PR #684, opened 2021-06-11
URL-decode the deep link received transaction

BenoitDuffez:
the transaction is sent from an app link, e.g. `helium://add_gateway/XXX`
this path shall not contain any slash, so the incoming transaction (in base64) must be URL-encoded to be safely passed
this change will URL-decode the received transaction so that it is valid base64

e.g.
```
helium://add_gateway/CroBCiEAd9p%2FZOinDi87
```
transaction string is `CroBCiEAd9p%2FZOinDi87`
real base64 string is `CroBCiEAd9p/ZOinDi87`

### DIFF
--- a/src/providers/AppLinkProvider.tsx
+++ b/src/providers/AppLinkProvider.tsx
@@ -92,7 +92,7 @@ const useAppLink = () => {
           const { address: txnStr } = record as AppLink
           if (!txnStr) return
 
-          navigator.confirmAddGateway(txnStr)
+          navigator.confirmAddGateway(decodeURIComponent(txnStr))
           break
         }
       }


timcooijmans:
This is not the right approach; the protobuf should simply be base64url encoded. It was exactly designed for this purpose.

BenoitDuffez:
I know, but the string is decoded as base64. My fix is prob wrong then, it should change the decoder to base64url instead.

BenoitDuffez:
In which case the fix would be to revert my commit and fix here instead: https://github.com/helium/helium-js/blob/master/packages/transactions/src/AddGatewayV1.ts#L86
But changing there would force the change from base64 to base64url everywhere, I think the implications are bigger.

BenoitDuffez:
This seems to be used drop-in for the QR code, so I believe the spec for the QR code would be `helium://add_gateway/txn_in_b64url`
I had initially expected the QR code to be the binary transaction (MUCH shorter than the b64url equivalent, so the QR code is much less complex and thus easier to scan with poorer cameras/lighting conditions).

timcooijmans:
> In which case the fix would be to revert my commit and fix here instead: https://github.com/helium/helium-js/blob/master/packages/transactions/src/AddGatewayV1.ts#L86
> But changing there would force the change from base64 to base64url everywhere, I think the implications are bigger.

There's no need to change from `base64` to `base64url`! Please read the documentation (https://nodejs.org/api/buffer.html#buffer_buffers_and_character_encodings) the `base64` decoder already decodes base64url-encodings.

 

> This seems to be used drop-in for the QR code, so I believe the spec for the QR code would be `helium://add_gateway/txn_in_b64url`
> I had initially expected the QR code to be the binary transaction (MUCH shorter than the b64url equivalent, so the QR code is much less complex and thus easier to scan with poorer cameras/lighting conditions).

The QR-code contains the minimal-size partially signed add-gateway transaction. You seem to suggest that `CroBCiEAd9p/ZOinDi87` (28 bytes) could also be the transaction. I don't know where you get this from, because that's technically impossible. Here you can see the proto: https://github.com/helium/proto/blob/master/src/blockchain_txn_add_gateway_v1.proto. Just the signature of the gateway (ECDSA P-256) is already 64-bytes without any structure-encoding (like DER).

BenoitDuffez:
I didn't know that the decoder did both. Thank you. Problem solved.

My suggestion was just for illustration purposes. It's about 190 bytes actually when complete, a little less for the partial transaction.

==========

The lines in the entries above that carry the word "spec" must be copied.

• Answer to this task
This seems to be used drop-in for the QR code, so I believe the spec for the QR code would be `helium://add_gateway/txn_in_b64url`
> This seems to be used drop-in for the QR code, so I believe the spec for the QR code would be `helium://add_gateway/txn_in_b64url`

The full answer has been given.